The lines needed are those from the start of the records through the line holding "Some patching is", each copied exactly.
*** Begin section ***
PR #168, opened 2021-05-08
Add GitLab CI jobs to compile Base on CentOS 6/7/8

ralphlange:
Instead of using Debian/Ubuntu releases that are "comparable" to specific RHEL versions, GitLab CI can use the official CentOS Docker images.

Some patching is needed for CentOS 6 - push python to 2.7, point the repository URLs to "vault" (CentOS 6 is after EOL).

The failures using clang on CentOS 8 are due to clang not supporting a gcc fortification configuration that the Perl build uses for Cap5. Any hints how to handle that are appreciated. (Disable Cap5?)

### DIFF
--- a/.gitlab-ci.yml
+++ b/.gitlab-ci.yml
@@ -1,0 +1,124 @@
+# .gitlab-ci.yml for EPICS Base jobs on different versions of CentOS
+# (see: https://github.com/epics-base/ci-scripts)
+
+variables:
+  GIT_SUBMODULE_STRATEGY: "recursive"
+  SETUP_PATH: ".ci:.ci-local"
+  CMP: "gcc"
+  BGFC: "default"
+  BASE: "SELF"
+  EPICS_TEST_IMPRECISE_TIMING: "YES"
+
+# Install prerequisites: common and release specific parts
+.yum_common: &yum_common |-
+  yum -y install gcc gcc-c++ make git perl epel-release
+  yum -y install clang perl-Test-Simple perl-Test-Harness perl-ExtUtils-ParseXS
+  yum -y install p7zip
+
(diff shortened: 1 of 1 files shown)


ralphlange:
Here's how that looks on GitLab: https://gitlab.com/ralphlange/epics-base/-/pipelines/299625730

mdavidsaver:
This change looks ok to me.  I see that the `rh8_clang*` jobs being added are failing with `unknown argument: '-fstack-clash-protection'`.  I don't see where this is coming from.

Updating `.ci` now causes the `gcc-*` jobs on GHA to fail.  These can either be removed now, or I will fix post merge (by transplanting a change from PVXS).

Also, I did look into container builds on GHA.  It turns out to be [possible](https://docs.github.com/en/actions/reference/workflow-syntax-for-github-actions#jobsjob_idcontainerimage), but with an unfortunate limitation that the checkout action doesn't handle submodules when git isn't present in the container image by default (falls back to some REST API).  Maybe someone with more experience with Docker has a way around this?  I don't see this as urgent though, and am happy to try gitlab-ci.

ralphlange:
The failures are coming from the fact that compiling a Perl module (Cap5) always uses the same compiler options that were used with Perl itself, and Perl on RH8 (compiled with gcc) chose to use a hardening option that clang on RH8 does not support.

I have asked @anjohnson for a suggestion on how to proceed, with no answer yet.

mdavidsaver:
Oh, I see.  So inadvertent mixing of gcc and clang.

anjohnson:
Core group 2023-01-04: AI on ANJ: Perl Cap5 try to detect when Perl's CC is different to ours and don't build Cap5 in that case.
*** End section ***
◆ Reply to the task ◆
PR #168, opened 2021-05-08
Add GitLab CI jobs to compile Base on CentOS 6/7/8

ralphlange:
Instead of using Debian/Ubuntu releases that are "comparable" to specific RHEL versions, GitLab CI can use the official CentOS Docker images.

Some patching is needed for CentOS 6 - push python to 2.7, point the repository URLs to "vault" (CentOS 6 is after EOL).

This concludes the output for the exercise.